Craig Ranch North is the oldest residential portion of a 2,200 acre master-planned community. “The neighborhood is made up of single-family homes,” says the developer’s website, “and includes a community center with two pools, a park and a playground.” Private developments like Craig Ranch now routinely include pools, often paid for by dues to homeowners’ associations, and governed by their rules. But that, in itself, represents a remarkable shift.

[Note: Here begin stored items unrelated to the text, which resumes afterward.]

PR #166, opened 2019-04-24
Better UX for zero projects case

tylercloke:

If there are no projects, show better UX for the list view.

Screen Shot 2019-04-24 at 7 58 08 AM

- [ ] Code actually executed?

### DIFF
--- a/components/automate-ui/src/app/pages/project/list/project-list.component.html
+++ b/components/automate-ui/src/app/pages/project/list/project-list.component.html
@@ -14,37 +14,49 @@
     </section>
 
     <section *ngIf="(iamMinorVersion$ | async) === 'v1'" class="page-body">
-      <chef-toolbar>
-        <app-authorized [allOf]="['/iam/v2beta/projects', 'post']">
-          <chef-button id="create-button" primary (click)="openCreateModal()">Create Project</chef-button>
+      <ng-container *ngIf="(sortedProjects$ | async)?.length > 0">
+        <chef-toolbar>
+          <app-authorized [allOf]="['/iam/v2beta/projects', 'post']">
+            <chef-button id="create-button" primary (click)="openCreateModal()">Create Project</chef-button>
+          </app-authorized>
+        </chef-toolbar>
+        <app-authorized [allOf]="['/iam/v2beta/projects', 'get']">
+          <chef-table>
+            <chef-thead>
+              <chef-tr>
+                <chef-th>Name</chef-th>
+                <chef-th>Type</chef-th>
+                <chef-th class="controls"></chef-th>
+              </chef-tr>
+            </chef-thead>
+            <chef-tbody>
+              <chef-tr *ngFor="let project of sortedProjects$ | async">
+                <chef-td>
+                  <a [routerLink]="['/settings/projects', project.id]">{{ project.name }}</a>
+                </chef-td>
+                <chef-td>{{ project.type | iamType }}</chef-td>
+                <chef-td class="controls">
+                  <app-authorized [allOf]="['/iam/v2beta/projects/{id}', 'delete', project.id]">
+                    <chef-control-menu>
+                      <chef-option (click)="startProjectDelete(project)">Delete Project</chef-option>
+                    </chef-control-menu>
+                  </app-authorized>
+                </chef-td>
+              </chef-tr>
+            </chef-tbody>
+          </chef-table>
         </app-authorized>
-      </chef-toolbar>
-      <app-authorized [allOf]="['/iam/v2beta/projects', 'get']">
-        <chef-table>
-          <chef-thead>
-            <chef-tr>
-              <chef-th>Name</chef-th>
-              <chef-th>Type</chef-th>
-              <chef-th class="controls"></chef-th>
-            </chef-tr>
-          </chef-thead>
-          <chef-tbody>
-            <chef-tr *ngFor="let project of sortedProjects$ | async">
-              <chef-td>
-                <a [routerLink]="['/settings/projects', project.id]">{{ project.name }}</a>
-              </chef-td>
-              <chef-td>{{ project.type | iamType }}</chef-td>
-              <chef-td class="controls">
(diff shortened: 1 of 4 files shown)


components/automate-ui/src/app/pages/project/list/project-list.component.html
```diff
@@ -14,37 +14,49 @@
...
-        </chef-table>
-      </app-authorized>
+      </ng-container>
+      <ng-container *ngIf="(sortedProjects$ | async)?.length === 0">
+        <div class="empty-case-container">
+          <h1>Create the first project to get started!</h1>
+        </div>
+        <div class="empty-case-container">
+          <app-authorized [allOf]="['/iam/v2beta/projects', 'post']">
+            <chef-button id="create-button" primary (click)="openCreateModal()">Create Project</chef-button>
```
msorens: `id` attributes must be unique. Also, the only reason the other `chef-button` has the `id` is for a unit test. So I suspect you have a unit test failure due to this. I would suggest just remove it here unless you plan to add a unit test for this case.

components/automate-ui/src/app/pages/project/list/project-list.component.html
```diff
@@ -14,37 +14,49 @@
...
-          </chef-tbody>
-        </chef-table>
-      </app-authorized>
+      </ng-container>
+      <ng-container *ngIf="(sortedProjects$ | async)?.length === 0">
+        <div class="empty-case-container">
+          <h1>Create the first project to get started!</h1>
+        </div>
+        <div class="empty-case-container">
+          <app-authorized [allOf]="['/iam/v2beta/projects', 'post']">
```
msorens: This will look rather odd if the user is not authorized, having the friendly greeting (L52) but no button! Seems like the `app-authorized` for this case needs to move out to the `ng-container`... but then the screen will be blank.
Suggest a UX intervention -- @susanev ?

susanev: good point! hmm, i think we need a totally separate message in that case. i need some time to think about it. think we could come back to that later? or should we solve that now?

susanev: @tylercloke if its possible to do in this pr, here is a design for the case @msorens describes.
https://zpl.io/VkpeWKK

tylercloke: @msorens Do we have a way to say `not authorized` in the HTML? Not that I'm aware of 🤔. 

```
          <div class="empty-case-container">
            <h1>Create the first project to get started!</h1>
          </div>
          <div class="empty-case-container">
              <chef-button primary (click)="openCreateModal()">Create Project</chef-button>
          </div>
        </app-authorized>
        <ELSE?>
```

msorens: Copying my reply here as well, just for completeness:
Build an `authorizedChecker`, call its `setPermissions`, subscribe to its `isAuthorized$` observable, and plug that into an `ngIf`. :boom: See working example in landing.component.ts.

components/automate-ui/src/app/pages/project/list/project-list.component.html
```diff
@@ -14,37 +14,57 @@
...
+                    </chef-control-menu>
+                  </app-authorized>
+                </chef-td>
+              </chef-tr>
+            </chef-tbody>
+          </chef-table>
+        </app-authorized>
+      </ng-container>
+      <ng-container *ngIf="(sortedProjects$ | async)?.length === 0">
         <app-authorized [allOf]="['/iam/v2beta/projects', 'post']">
```
bcmdarroch: Let's add `'/iam/v2beta/projects', 'get'` to the permission check in L51

components/automate-ui/src/app/pages/project/list/project-list.component.html
```diff
@@ -14,37 +14,57 @@
...
-          <chef-button id="create-button" primary (click)="openCreateModal()">Create Project</chef-button>
+          <div class="empty-case-container">
+            <h1>Create the first project to get started!</h1>
+          </div>
+          <div class="empty-case-container">
+              <chef-button primary (click)="openCreateModal()">Create Project</chef-button>
+          </div>
+        </app-authorized>
+        <app-authorized [allOf]="['/iam/v2beta/projects', 'post']" [notAuthorized]="true">
```
bcmdarroch: it's a bit unclear how `notAuthorized` works with `allOf`. could we refactor introspection to include a `noneOf` option?

components/automate-ui/src/app/pages/project/list/project-list.component.html
```diff
@@ -14,37 +14,57 @@
...
+              </chef-tr>
+            </chef-tbody>
+          </chef-table>
+        </app-authorized>
+      </ng-container>
+      <ng-container *ngIf="(sortedProjects$ | async)?.length === 0">
         <app-authorized [allOf]="['/iam/v2beta/projects', 'post']">
-          <chef-button id="create-button" primary (click)="openCreateModal()">Create Project</chef-button>
+          <div class="empty-case-container">
+            <h1>Create the first project to get started!</h1>
```
susanev: sorry! didnt look closely enough, these should be paragraphs, not headings. its important for semantics and accessibility.

components/automate-ui/src/app/pages/project/list/project-list.component.html
```diff
@@ -14,37 +14,57 @@
...
+          </div>
+          <div class="empty-case-container">
+              <chef-button primary (click)="openCreateModal()">Create Project</chef-button>
+          </div>
+        </app-authorized>
+        <app-authorized not [allOf]="['/iam/v2beta/projects', 'post']">
+          <div class="empty-case-container">
+            <h1>It looks like no one has created any projects yet and you<br/>
```
susanev: same here, use a paragraph please

components/automate-ui/src/app/pages/project/list/project-list.component.html
tylercloke: @msorens simplified this a bit.

PR #172, opened 2019-04-25
[A2-248] Add global projects-filter components

scottopherson:

Adds some UI components for the global projects filter and wires them up to static placeholder data.

https://chefio.atlassian.net/browse/A2-248

- [x] Code actually executed?

### DIFF
--- a/components/automate-ui/src/app/page-components/navbar/navbar.component.html
+++ b/components/automate-ui/src/app/page-components/navbar/navbar.component.html
@@ -35,6 +35,7 @@
       </div>
     </div>
     <div class="right-nav" role="menubar">
+      <app-projects-filter></app-projects-filter>
       <app-profile></app-profile>
     </div>
   </nav>
--- a/components/automate-ui/src/app/page-components/navbar/navbar.component.html
+++ b/components/automate-ui/src/app/page-components/navbar/navbar.component.html
@@ -35,7 +35,9 @@
       </div>
     </div>
     <div class="right-nav" role="menubar">
-      <app-projects-filter></app-projects-filter>
+      <app-projects-filter
+        *ngIf="(iamMajorVersion$ | async) === 'v2' && (iamMinorVersion$ | async) === 'v1'">
+      </app-projects-filter>
       <app-profile></app-profile>
     </div>
   </nav>
--- a/components/automate-ui/src/app/page-components/projects-filter-dropdown/projects-filter-dropdown.component.scss
+++ b/components/automate-ui/src/app/page-components/projects-filter-dropdown/projects-filter-dropdown.component.scss
@@ -28,7 +28,7 @@
 
   .selection-label {
     display: inline-block;
-    max-width: 150px;
+    max-width: 180px;
     white-space: nowrap;
     overflow: hidden;
     text-overflow: ellipsis;
--- a/components/automate-ui/src/app/page-components/projects-filter-dropdown/projects-filter-dropdown.component.scss
+++ b/components/automate-ui/src/app/page-components/projects-filter-dropdown/projects-filter-dropdown.component.scss
@@ -1,0 +1,116 @@
+@import "~styles/variables";
+@import "~styles/mixins";
+
+:host {
+  display: block;
+  position: relative;
+  padding-left: 35px;
+}
+
+.dropdown-label {
+  display: flex;
+  align-items: center;
+  justify-content: flex-end;
+  position: relative;
+  z-index: 2;
+  padding: 10px 0;
+  margin-left: auto;
+  cursor: pointer;
+  border: none;
+  background: transparent;
+  font-weight: 600;
+
+  > chef-icon {
+    font-size: 16px;
+    color: $chef-primary-dark;
+    margin-left: 8px;
+  }
+
+  .selection-label {
+    display: inline-block;
+    max-width: 150px;
+    white-space: nowrap;
+    overflow: hidden;
+    text-overflow: ellipsis;
+  }
+
+  .selection-count {
+    display: inline-block;
+    width: 20px;
+    height: 20px;
+    font-size: 14px;
+    line-height: 20px;
+    text-align: center;
+    border-radius: 50%;
+    margin-left: 10px;
+    background: $chef-grey;
+
+    &.active {
+      background: $chef-primary-bright;
+      color: $chef-white;
+    }
+  }
+}
+
+.dropdown {
+  display: block;
+  position: absolute;
+  right: -10px;
+  max-width: 250px;
+  border: 1px solid $chef-grey;
+  font-size: 14px;
+  z-index: 3;
+
+  &::before {
+    display: block;
+    position: absolute;
+    top: -6px;
+    right: 12px;
+    width: 10px;
+    height: 10px;
+    background: $chef-white;
+    transform: rotate(45deg);
+    border-left: 1px solid $chef-grey;
+    border-top: 1px solid $chef-grey;
+    content: '';
+  }
+
+  .dropdown-body {
+    display: block;
+
+    > span {
+      display: block;
+      color: $chef-dark-grey;
+      text-transform: uppercase;
+      font-size: 11px;
+      padding: 9px 18px 0;
+    }
+
+    chef-checkbox {
+      display: flex;
+      padding: 9px 18px;
+      align-items: start;
+      font-weight: 600;
+
+      &:first-child {
+        padding-top: 18px;
+      }
+
+      &:last-child {
+        padding-bottom: 18px;
+      }
+
+      ::ng-deep .label-wrap {
+        overflow: hidden;
+        text-overflow: ellipsis;
+        white-space: nowrap;
+      }
+    }
+  }
+
+  .dropdown-footer {
+    display: flex;
+    justify-content: center;
+    padding: 0 8px 8px 8px;
+  }
+}
--- a/components/automate-ui/src/app/services/projects-filter/projects-filter.actions.ts
+++ b/components/automate-ui/src/app/services/projects-filter/projects-filter.actions.ts
@@ -1,0 +1,35 @@
+import { Action } from '@ngrx/store';
+import { HttpErrorResponse } from '@angular/common/http';
+import { ProjectsFilterOption } from './projects-filter.reducer';
+
+export enum ProjectsFilterActionTypes {
+  LOAD_OPTIONS         = 'PROJECTS_FILTER::LOAD_OPTIONS',
+  LOAD_OPTIONS_SUCCESS = 'PROJECTS_FILTER::LOAD_OPTIONS::SUCCESS',
+  LOAD_OPTIONS_FAILURE = 'PROJECTS_FILTER::LOAD_OPTIONS::FAILURE',
+  SAVE_OPTIONS =         'PROJECTS_FILTER::SAVE_OPTIONS'
+}
+
+export class LoadOptions implements Action {
+  readonly type = ProjectsFilterActionTypes.LOAD_OPTIONS;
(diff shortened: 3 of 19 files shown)


components/automate-ui/src/app/page-components/projects-filter-dropdown/projects-filter-dropdown.component.scss
```diff
@@ -0,0 +1,116 @@
...
+    top: -6px;
+    right: 12px;
+    width: 10px;
+    height: 10px;
+    background: $chef-white;
+    transform: rotate(45deg);
+    border-left: 1px solid $chef-grey;
+    border-top: 1px solid $chef-grey;
+    content: '';
+  }
```
tylercloke: This is some heckin' crazy css. A comment might be a bit helpful to the less experienced :)

components/automate-ui/src/app/services/projects-filter/projects-filter.service.ts
```diff
@@ -0,0 +1,76 @@
...
+        label: 'Super Duper Project',
+        checked: false
+      }
+      // {
+      //   value: 'unassigned-resources',
+      //   label: 'Unassigned Resources',
+      //   checked: false
+      // }
+    ]);
+  }
```
tylercloke: This is a bit different from the pattern used in `components/automate-ui/src/app/entities/*.requests.ts`. Curious what the motivation is to use a separate service vs when it is correct to add a new entity.

scottopherson: It's just placeholder for async data; I'm not sure where projects available to the user will be loaded from or the shape they'll be received in. This can be replaced with a `*requests.ts` file or whatever else.

components/automate-ui/src/app/page-components/projects-filter-dropdown/projects-filter-dropdown.component.scss
scottopherson: This `::before` block is drawing and positioning the small white triangle in the top right corner of the dropdown overlay:

components/automate-ui/src/app/services/projects-filter/projects-filter.reducer.ts
```diff
@@ -0,0 +1,110 @@
...
+
+  if (checked.length === options.length) {
+    return 'All projects';
+  }
+
+  if (checked.length > 1) {
+    return 'Multiple projects';
+  }
+
+  return 'All resources';
```
bcmdarroch: Question for @susanev: I'm not sure the difference between `All Projects` and `All Resources` is clear. Maybe `Unfiltered` or `No Projects Selected`?

components/automate-ui/src/app/page-components/navbar/navbar.component.html
```diff
@@ -35,6 +35,7 @@
       </div>
     </div>
     <div class="right-nav" role="menubar">
+      <app-projects-filter></app-projects-filter>
```
bcmdarroch: In order to hide this behind the beta 2.1 flag, you'll want to add an IAM minor version check.
https://github.com/chef/automate/blob/master/components/automate-ui/src/app/pages/project/list/project-list.component.ts#L53
https://github.com/chef/automate/blob/master/components/automate-ui/src/app/pages/project/list/project-list.component.html#L16

components/automate-ui/src/app/services/projects-filter/projects-filter.reducer.ts
susanev: So the difference between the two is only that _All Resources_ includes unassigned, since from the users perspective that is not a project. It does not have anything to do with whether a filter is applied or not. I haven't had a chance to review this yet though, so I will take a closer look later today.

components/automate-ui/src/app/page-components/navbar/navbar.component.html
scottopherson: 👍 Pushed a commit that adds a check for the 2.1 flag:  https://github.com/chef/automate/pull/172/commits/e0dbabdeabf6a4c8cf7ba83aa3bd755a62b16a21

It seems the iam version isn't fetched until you navigate to the Settings view though. We'll need to make that happen on app load instead.

components/automate-ui/src/app/services/projects-filter/projects-filter.effects.ts
```diff
@@ -0,0 +1,44 @@
...
+    private actions$: Actions,
+    private projectsFilter: ProjectsFilterService
+  ) { }
+
+  @Effect()
+  loadOptions$ = this.actions$.pipe(
+    ofType<LoadOptions>(ProjectsFilterActionTypes.LOAD_OPTIONS),
+    switchMap(() => {
+      return this.projectsFilter.fetchOptions().pipe(
+        map((fetched: ProjectsFilterOption[]) => {
```
msorens: What does this code do (L29-33) ?

components/automate-ui/src/app/services/projects-filter/projects-filter.service.ts
scottopherson: > Curious what the motivation is to use a separate service vs when it is correct to add a new entity.

It's actually still unclear to me what we should be considering an 'entity' and modeled as such (things that live in a DB somewhere and/or come from an API?).

But as for the service itself, its main purpose is to keep all the ngrx bits out of components (and other parts of the system that may need access to this data: interceptors, other services, etc): https://medium.com/@thomasburlesonIA/ngrx-facades-better-state-management-82a04b9a1e39

components/automate-ui/src/app/services/projects-filter/projects-filter.reducer.ts
```diff
@@ -0,0 +1,110 @@
...
+        set('selectionCountVisible', selectionCountVisible(action.payload)),
+        set('selectionCountActive', selectionCountActive(action.payload))
+      )(state) as ProjectsFilterState;
+    }
+  }
+
+  return state;
+}
+
+function selectionLabel(options: ProjectsFilterOption[]): string {
```
msorens: In this function and elsewhere it looks like you've implemented the line items under "Access to more than 1 project and not the unassigned resources" from A2-248 but not the "Access to at least 1 project and the unassigned resources".

(And uncommenting "Unassigned Resources" in the sample data seems to confirm that.)

components/automate-ui/src/app/services/projects-filter/projects-filter.actions.ts
```diff
@@ -0,0 +1,35 @@
+import { Action } from '@ngrx/store';
+import { HttpErrorResponse } from '@angular/common/http';
+import { ProjectsFilterOption } from './projects-filter.reducer';
+
+export enum ProjectsFilterActionTypes {
```
msorens: I was scratching my head at first trying to figure out what "options" this refers to throughout the code... It would help a lot, I think, to globally say "project" instead of "option".

components/automate-ui/src/app/services/projects-filter/projects-filter.service.ts
```diff
@@ -0,0 +1,76 @@
...
+        checked: false
+      },
+      {
+        value: 'super-project',
+        label: 'Super Duper Project',
+        checked: false
+      }
+      // {
+      //   value: 'unassigned-resources',
+      //   label: 'Unassigned Resources',
```
msorens: "Unassigned Resources" needs to fit without truncation when dropdown is closed.

msorens:
Generally looks great, Scott! Just a few questions/comments posted.

components/automate-ui/src/app/services/projects-filter/projects-filter.reducer.ts
scottopherson: @msorens that's still a todo. I wasn't sure how y'all were going to want to include 'unassigned resources' with all the other projects options available to a user. Will it have a special ID or some other flag to differentiate it from projects?

components/automate-ui/src/app/services/projects-filter/projects-filter.effects.ts
scottopherson: At the moment this PR has the projectOptions and their `checked` state being stored in localstorage to persist across page refreshes, sessions, etc.

This code is grabbing the previously saved projectOptions from localstorage (`restored`), and if any of them has the same `value` as one of the newly fetched projectOptions (`fetched`), its `checked` status is merged with it to create the final list of available options (`loaded`).

components/automate-ui/src/app/services/projects-filter/projects-filter.actions.ts
scottopherson: Dang, [`ProjectsFilterOption`](https://github.com/chef/automate/pull/172/files/e0dbabdeabf6a4c8cf7ba83aa3bd755a62b16a21#diff-b65e56f9fdc34d14ce2d28451cefeccaR8) is what I had intended to be in your head. I didn't go with just `Project` since that's a separate entity type not to be confused with. I originally had `LOAD_PROJECTS_FILTER_OPTIONS` but `ProjectsFilter.LoadProjectsFilterOptions` felt redundant compared to `ProjectsFilter.LoadOptions`.

components/automate-ui/src/app/services/projects-filter/projects-filter.reducer.ts
scottopherson: Eh, needed `if` statements will be the same regardless of what y'all decide so I'll go ahead and tweak this code.

components/automate-ui/src/app/services/projects-filter/projects-filter.service.ts
susanev: @scottopherson could you update the max-width on the top label to be 163px which i believe is the minimum to display _Unassigned resoureces_ up there fully

components/automate-ui/src/app/services/projects-filter/projects-filter.effects.ts
msorens: Nice! Thanks for the details!

components/automate-ui/src/app/services/projects-filter/projects-filter.actions.ts
msorens: Probably worth getting a consensus on this before changing it.

components/automate-ui/src/app/page-components/navbar/navbar.component.html
bcmdarroch: would that mean adding a call to ui.component.ts?

components/automate-ui/src/app/services/projects-filter/projects-filter.service.ts
scottopherson: [I updated it to 180px](https://github.com/chef/automate/pull/172/commits/e98d66c0310d47b53ad96a422f8d68a9ab863f42) before seeing @susanev's comment. For me it truncates around 170px in Chrome and FF so I did 180px to allow margin of error.

components/automate-ui/src/app/services/projects-filter/projects-filter.reducer.ts
scottopherson: https://github.com/chef/automate/pull/172/commits/8c9c813f05108db925930ff535cee3a45a48dba6

components/automate-ui/src/app/services/projects-filter/projects-filter.actions.ts
bcmdarroch: I'm alright with `options` as it differentiates them from project management calls to the Projects API. Adding `ProjectsFilterOption` where possible makes it more clear

PR #177, opened 2019-04-26
Project filtering for reporting server list suggestions

phiggins:
#66

### DIFF
--- a/components/compliance-service/api/reporting/server/server.go
+++ b/components/compliance-service/api/reporting/server/server.go
@@ -93,6 +93,10 @@ func (srv *Server) ListSuggestions(ctx context.Context, in *reporting.Suggestion
 		return nil, status.Error(codes.InvalidArgument, fmt.Sprintf("Parameter 'type' not specified"))
 	}
 	formattedFilters := formatFilters(in.Filters)
+	formattedFilters, err := filterByProjects(ctx, formattedFilters)
+	if err != nil {
+		return nil, utils.FormatErrorMsg(err, "")
+	}
 	suggestionsList, err := srv.es.GetSuggestions(in.Type, formattedFilters, in.Text, in.Size)
 	if err != nil {
 		return nil, utils.FormatErrorMsg(err, "")
--- a/components/compliance-service/integration_test/reporting_server_list_suggestions_test.go
+++ b/components/compliance-service/integration_test/reporting_server_list_suggestions_test.go
@@ -1,0 +1,207 @@
+package integration_test
+
+import (
+	"context"
+	"fmt"
+	"os"
+	"testing"
+	"time"
+
+	"github.com/golang/protobuf/jsonpb"
+	"github.com/stretchr/testify/assert"
+	"github.com/stretchr/testify/require"
+
+	iam_v2 "github.com/chef/automate/api/interservice/authz/v2"
+	authzConstants "github.com/chef/automate/components/authz-service/constants/v2"
+	"github.com/chef/automate/components/compliance-service/api/reporting"
+	reportingServer "github.com/chef/automate/components/compliance-service/api/reporting/server"
+	"github.com/chef/automate/components/compliance-service/ingest/events/compliance"
+	"github.com/chef/automate/components/compliance-service/reporting/relaxting"
+)
+
+func ingestReport(fileName string, f func(*compliance.Report)) error {
+	fileData, err := os.Open(fileName)
+	if err != nil {
+		return err
+	}
+	defer fileData.Close()
+	var iReport compliance.Report
+	unmarshaler := &jsonpb.Unmarshaler{AllowUnknownFields: true}
+	if err = unmarshaler.Unmarshal(fileData, &iReport); err != nil {
+		return err
+	}
+
+	f(&iReport)
+
+	ctx := context.Background()
+	_, err = suite.ComplianceIngestServer.ProcessComplianceReport(ctx, &iReport)
+
+	return err
+}
+
+func waitFor(f func() bool) {
+	period := time.Millisecond * 10
+
+	for {
+		if f() {
+			break
+		}
+
+		time.Sleep(period)
+	}
+}
+
+func TestReportingListSuggestions(t *testing.T) {
+	reportFileName := "../ingest/examples/compliance-success-tiny-report.json"
+	everythingCtx := contextWithProjects([]string{authzConstants.AllProjectsExternalID})
+
+	server := reportingServer.New(&relaxting.ES2Backend{ESUrl: elasticsearchUrl})
+
+	n := 5
+
+	reportIds := make([]string, n)
+
+	for i := 0; i < n; i++ {
+		err := ingestReport(reportFileName, func(r *compliance.Report) {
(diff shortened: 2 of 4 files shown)


components/compliance-service/api/reporting/server/server.go
```diff
@@ -93,6 +93,10 @@ func (srv *Server) ListSuggestions(ctx context.Context, in *reporting.Suggestion
 		return nil, status.Error(codes.InvalidArgument, fmt.Sprintf("Parameter 'type' not specified"))
 	}
 	formattedFilters := formatFilters(in.Filters)
+	formattedFilters, err := filterByProjects(ctx, formattedFilters)
+	if err != nil {
+		return nil, utils.FormatErrorMsg(err, "")
+	}
```
phiggins: This is the only change to the application code, the rest is tests.

components/compliance-service/integration_test/reporting_server_list_suggestions_test.go
```diff
@@ -0,0 +1,206 @@
...
+		return err
+	}
+
+	f(&iReport)
+
+	ctx := context.Background()
+	_, err = suite.ComplianceIngestServer.ProcessComplianceReport(ctx, &iReport)
+
+	return err
+}
```
phiggins: This function takes the filename of one of our json profiles on disk, reads it, and sends it through the normal ingestion pipeline. This was done so that these tests could be somewhat unaware of where the data was coming from as far as summary index vs report index in elastic.

components/compliance-service/integration_test/reporting_server_list_suggestions_test.go
```diff
@@ -0,0 +1,206 @@
...
+		return err
+	}
+	defer fileData.Close()
+	var iReport compliance.Report
+	unmarshaler := &jsonpb.Unmarshaler{AllowUnknownFields: true}
+	if err = unmarshaler.Unmarshal(fileData, &iReport); err != nil {
+		return err
+	}
+
+	f(&iReport)
```
phiggins: This function takes a function that takes the report as an argument, so that it could be modified after reading from disk and json parsing, but before being sent through ingestion.

components/compliance-service/integration_test/reporting_server_list_suggestions_test.go
```diff
@@ -0,0 +1,206 @@
...
+			r.Platform.Name = id
+			r.Profiles[0].Controls = r.Profiles[0].Controls[:1]
+			r.Profiles[0].Controls[0].Id = id
+			r.Profiles[0].Controls[0].Title = id
+			r.Profiles = r.Profiles[:1]
+			r.Profiles[0].Sha256 = id
+			r.Profiles[0].Title = id
+			r.Recipes = []string{id}
+			r.ReportUuid = id
+			r.Roles = []string{id}
```
phiggins: This is probably the grossest part of this test. Because this test is testing suggestions, I need to do two things:
* Make each report have a unique value in the fields that we suggest on so that they don't get rolled up into one,
* Make it so that the suggestions returned can be tied back to the reports they came from.

components/compliance-service/integration_test/reporting_server_list_suggestions_test.go
```diff
@@ -0,0 +1,206 @@
...
+		})
+
+		require.NoError(t, err)
+	}
+
+	waitFor(func() bool {
+		response, _ := server.ListReports(everythingCtx, &reporting.Query{})
+
+		return response != nil && len(response.Reports) == n
+	})
```
phiggins: The ingestion pipeline is async (?), so wait until the report listing endpoint says it has as many reports as we tried to ingest.

components/compliance-service/integration_test/reporting_server_list_suggestions_test.go
```diff
@@ -0,0 +1,206 @@
...
+
+	reportsProjects := map[string][]string{
+		"project1": reportIds[1:3],
+		"project2": reportIds[2:5],
+		"project3": reportIds[3:],
+	}
```
phiggins: This is controlling which reports belong to which projects. This is the same logic as used in the list reports endpoint test, just inverted:

https://github.com/chef/automate/blob/945ce3f47b126336ce3dadabe2992145ef14f696/components/compliance-service/integration_test/reporting_server_list_reports_test.go#L17-L36

components/compliance-service/integration_test/reporting_server_list_suggestions_test.go
```diff
@@ -0,0 +1,206 @@
...
+			description:     "user has access to projects without reports and unassigned reports",
+			allowedProjects: []string{"project4", "project5", authzConstants.UnassignedProjectID},
+			expectedIds:     reportIds[:1],
+		},
+		{
+			description:     "user has access to unassigned reports",
+			allowedProjects: []string{authzConstants.UnassignedProjectID},
+			expectedIds:     reportIds[:1],
+		},
+	}
```
phiggins: These were copied pretty much verbatim from https://github.com/chef/automate/blob/945ce3f47b126336ce3dadabe2992145ef14f696/components/compliance-service/integration_test/reporting_server_list_reports_test.go. Only the descriptions have been changed.

components/compliance-service/integration_test/reporting_server_list_suggestions_test.go
```diff
@@ -0,0 +1,206 @@
...
+
+	suggestionTypes := []string{
+		"environment",
+		"node",
+		"platform",
+		"profile",
+		"recipe",
+		"role",
+		"control",
+	}
```
phiggins: This is all the types of suggestions currently supported.

components/compliance-service/integration_test/reporting_server_list_suggestions_test.go
```diff
@@ -0,0 +1,206 @@
...
+	iam_v2 "github.com/chef/automate/api/interservice/authz/v2"
+	authzConstants "github.com/chef/automate/components/authz-service/constants/v2"
+	"github.com/chef/automate/components/compliance-service/api/reporting"
+	reportingServer "github.com/chef/automate/components/compliance-service/api/reporting/server"
+	"github.com/chef/automate/components/compliance-service/ingest/events/compliance"
+	"github.com/chef/automate/components/compliance-service/reporting/relaxting"
+	rules_tags "github.com/chef/automate/lib/authz"
+)
+
+func ingestReport(fileName string, f func(*compliance.Report)) error {
```
lancewf: This is a nice tool for testing! I see moving this into the suit once other tests start using it.

rickmarry: At first, I was wondering why we want to pass the func instead of just doing the work of the func right in this function, then I realized how flexible this is in our ability to change the report to our liking from the calling side! 
Nice!

components/compliance-service/integration_test/reporting_server_list_suggestions_test.go
rickmarry: This looks like it is also a candidate for reuse.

At their inception, communal swimming pools were public, egalitarian spaces. Most early public pools in America aimed more for hygiene than relaxation, open on alternate days to men and women. In the North, at least, they served bathers without regard for race. But in the 1920s, as public swimming pools proliferated, they became sites of leisure and recreation. Alarmed at the sight of women and men of different races swimming together, public officials moved to impose rigid segregation.
As African Americans fought for desegregation in the 1950s, public pools became frequent battlefields. In Marshall, Texas, for example, in 1957, a young man backed by the NAACP sued to force the integration of a brand-new swimming pool. When the judge made it clear the city would lose, citizens voted 1,758-89 to have the city sell all of its recreational facilities rather than integrate them. The pool was sold to a local Lions’ Club, which was able to operate it as a whites-only private facility.
The decisions of other communities were rarely so transparent, but the trend was unmistakable. Before 1950, Americans went swimming as often as they went to the movies, but they did so in public pools. There were relatively few club pools, and private pools were markers of extraordinary wealth. Over the next half-century, though, the number of private in-ground pools increased from roughly 2,500 to more than four million. The declining cost of pool construction, improved technology, and suburbanization all played important roles. But then, so did desegregation. As historian Jeff Wiltse argues in his 2007 book, Contested Waters: A Social History of Swimming Pools in America:
Although many whites abandoned desegregated public pools, most did not stop swimming. Instead, they built private pools, both club and residential, and swam in them …. Suburbanites organized private club pools rather than fund public pools because club pools enabled them to control the class and racial composition of swimmers, whereas public pools did not.
Today, that complicated legacy persists across the United States. The public pools of mid-century—with their sandy beaches, manicured lawns, and well-tended facilities—are vanishingly rare. Those sorts of amenities are now generally found behind closed gates, funded by club fees or homeowners’ dues, and not by tax dollars. And they are open to those who can afford to live in such subdivisions, but not to their neighbors just down the road.
Whatever took place in McKinney on Friday, it occurred against this backdrop of the privatization of once-public facilities, giving residents the expectation of control over who sunbathes or doggie-paddles alongside them. Even if some of the teens were residents, and others possessed valid guest passes, as some insisted they did, the presence of “multiple juveniles…who do not live in the area” clearly triggered alarm. Several adults at the pool reportedly placed calls to the police. And none of the adult residents shown in the video appeared to manifest concern that the police response had gone too far, nor that its violence was disproportionate to the alleged offense.
To the contrary. Someone placed a sign by the pool on Sunday afternoon. It read, simply: “Thank you McKinney Police for keeping us safe.”